The challenge lies in developing scoring mechanisms that maintain the benefits of embedding spaces while being more resistant to these kinds of adversarial inputs. For this specific competition, a straightforward improvement would have been to combine the embedding similarity score with a binary classifier that detects valid English sentences. While this wouldn't completely prevent gaming the system, it would at least minimize nonsensical inputs like "Text this PieceICWLISHTION aslucrarea" and force competitors to find adversarial inputs that either: (i) maintain grammatical structure or (ii) escape the classifier as well.
Combining these insights about embedding space vulnerabilities with a fine-tuned model for prompt prediction, I managed to achieve 11th place out of 2000+ competitors in this Kaggle competition.
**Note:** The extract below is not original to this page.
Issue #218, opened 2026-05-25
security(mesh): close ACL file TOCTOU window between is_default_acl_in_use and resolve_acl


cagataycali:
**Context:** Surfaced in the 2026-05-25 06:42 review on PR #195 (`PRRT_kwDORUMiZs6EeH_B`).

The success came from understanding both the ML aspects of prompt recovery and the geometric properties of the scoring mechanism that could be exploited.
This exploration into embedding spaces and their vulnerabilities was just one aspect of the competition, but it highlights broader challenges in building robust AI systems. Later, when building a client's text-based recommender system, these insights helped me better understand embedding limitations. As we continue to develop and deploy such systems, understanding these vulnerabilities becomes increasingly important.